### WHAT TO WORK ON
Begin with the first line of the listing and quote every line through the one containing "- **withinDistanceToObjsInLane:** Outside"; give only those lines.

· · ·

PR #13, opened 2020-12-15
Fixed a couple utility functions

glopezdiest:
This PR means to fix two utility functions:
- **withinDistanceToObjsInLane:** Outside intersections, `network.intersectionAt(vehicle)` always returns None, which was causing some objects to be taken into account even if they weren't inside the specified lane
- **Maneuver.conflictingManeuver:** This function used the `PoligonalRegions.intersects()` function, creating some false positives between parallel lanes. Therefore, a new `Lane.intersects()` function has been created to overwrite it, which specifically uses their centerLines, not the whole road.

### DIFF
--- a/src/scenic/domains/driving/model.scenic
+++ b/src/scenic/domains/driving/model.scenic
@@ -358,11 +358,11 @@ def withinDistanceToObjsInLane(vehicle, thresholdDistance):
     for obj in objects:
         if not (vehicle can see obj):
             continue
-        if not (network.laneAt(vehicle) == network.laneAt(obj) or network.intersectionAt(vehicle)==network.intersectionAt(obj)):
-            continue
         if (distance from vehicle.position to obj.position) < 0.1:
             # this means obj==vehicle
-            pass
-        elif (distance from vehicle.position to obj.position) < thresholdDistance:
-            return True
+            continue
+        if (network.intersectionAt(vehicle) is not None and network.intersectionAt(vehicle)==network.intersectionAt(obj)) or \
+            network.intersectionAt(vehicle) is None and network.laneAt(vehicle) == network.laneAt(obj):
+            if (distance from vehicle.position to obj.position) < thresholdDistance:
+                return True
     return False
--- a/src/scenic/domains/driving/model.scenic
+++ b/src/scenic/domains/driving/model.scenic
@@ -361,8 +361,11 @@ def withinDistanceToObjsInLane(vehicle, thresholdDistance):
         if (distance from vehicle.position to obj.position) < 0.1:
             # this means obj==vehicle
             continue
-        if (network.intersectionAt(vehicle) is not None and network.intersectionAt(vehicle)==network.intersectionAt(obj)) or \
-            network.intersectionAt(vehicle) is None and network.laneAt(vehicle) == network.laneAt(obj):
-            if (distance from vehicle.position to obj.position) < thresholdDistance:
-                return True
+        inter = network.intersectionAt(vehicle)
+        if inter and inter != network.intersectionAt(obj):    # different intersections
+            continue
+        if not inter and network.laneAt(vehicle) != network.laneAt(obj):    # different lanes
+            continue
+        if (distance from vehicle to obj) < thresholdDistance:
+            return True
     return False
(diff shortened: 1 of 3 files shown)


src/scenic/domains/driving/model.scenic
```diff
@@ -358,11 +358,11 @@ def withinDistanceToObjsInLane(vehicle, thresholdDistance):
...
         if (distance from vehicle.position to obj.position) < 0.1:
             # this means obj==vehicle
-            pass
-        elif (distance from vehicle.position to obj.position) < thresholdDistance:
-            return True
+            continue
+        if (network.intersectionAt(vehicle) is not None and network.intersectionAt(vehicle)==network.intersectionAt(obj)) or \
+            network.intersectionAt(vehicle) is None and network.laneAt(vehicle) == network.laneAt(obj):
+            if (distance from vehicle.position to obj.position) < thresholdDistance:
+                return True
```
dfremont, line 367: I personally find this harder to read than the old linear style. How about the following:
```
inter = network.intersectionAt(vehicle)
if inter and inter != network.intersectionAt(obj):    # different intersections
    continue
if not inter and network.laneAt(vehicle) != network.laneAt(obj):    # different lanes
    continue
if (distance from vehicle to obj) < thresholdDistance:
    return True
```

src/scenic/domains/driving/roads.py
```diff
@@ -478,6 +478,11 @@ def sectionAt(self, point: Vectorlike, reject=False) -> Union[LaneSection, None]
         """Get the LaneSection passing through a given point."""
         return self.network.findPointIn(point, self.sections, reject)
 
+    def intersects(self, other):
+        if isinstance(other, Lane):
```
dfremont, line 482: I wouldn't override the `intersects` method like this, since `Lane` is an instance of `PolygonalRegion` and one would not expect its `intersects` method to behave differently from other polygons. Instead, I would change the test in `Maneuvers.conflictingManeuvers` from `maneuver.connectingLane.intersects(guideway)` to `maneuver.connectingLane.centerline.intersects(guideway.centerline)`. This is much more explicit.

More broadly, I'm wondering if this change is sound. Consider a car turning left into a lane while another car turns right into the same lane. These should be considered conflicting maneuvers, and are indeed so with our current code, but since their centerlines may only intersect at a single point (where they meet at the beginning of the destination lane), your proposed code might fail to call them conflicting maneuvers due to round-off error. Perhaps it would be better to test whether the distance between the centerlines is below some small epsilon? I'm not even sure whether that would be sound - is it really always the case that maneuvers can conflict only if their centerlines do? What if someone making a U-turn for example clipped a lane due to the nonzero width of the car without the centerline of the maneuver actually crossing the centerline of the lane?

In any case, your original point about false positives from parallel lanes is certainly a good one. Perhaps we could consider an alternative approach that would directly eliminate such cases, like contracting the polygons slightly? But if you think the nearby-centerlines heuristic is good enough we could just go with that for now (we can always revise if we hear complaints from people with other maps).

dfremont (changes requested):
See comments below.

src/scenic/domains/driving/model.scenic
glopezdiest: Agreed, done

src/scenic/domains/driving/roads.py
glopezdiest: Okay, changed the *conflictingManeuver*, instead of overwritting the `Lane.intersects`.

Regarding your other issues, it is true that I didn't think about those cases. From a general point of view, using the whole lane results in false positives while using the centerlines creates false negatives. I agree that the best approach would be either of the two you mentioned. Currently, from what we saw at the CARLA maps, I think that using the centerlines is better than using the whole lane, so I'd suggest changing it, and we'll create this more complex checks later on.

src/scenic/domains/driving/model.scenic
glopezdiest: Done

src/scenic/domains/driving/roads.py
dfremont: OK, let's go with this for now, and I'll put in a distance threshold after merging.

· · ·

### EXPECTED ANSWER
PR #13, opened 2020-12-15
Fixed a couple utility functions

glopezdiest:
This PR means to fix two utility functions:
- **withinDistanceToObjsInLane:** Outside intersections, `network.intersectionAt(vehicle)` always returns None, which was causing some objects to be taken into account even if they weren't inside the specified lane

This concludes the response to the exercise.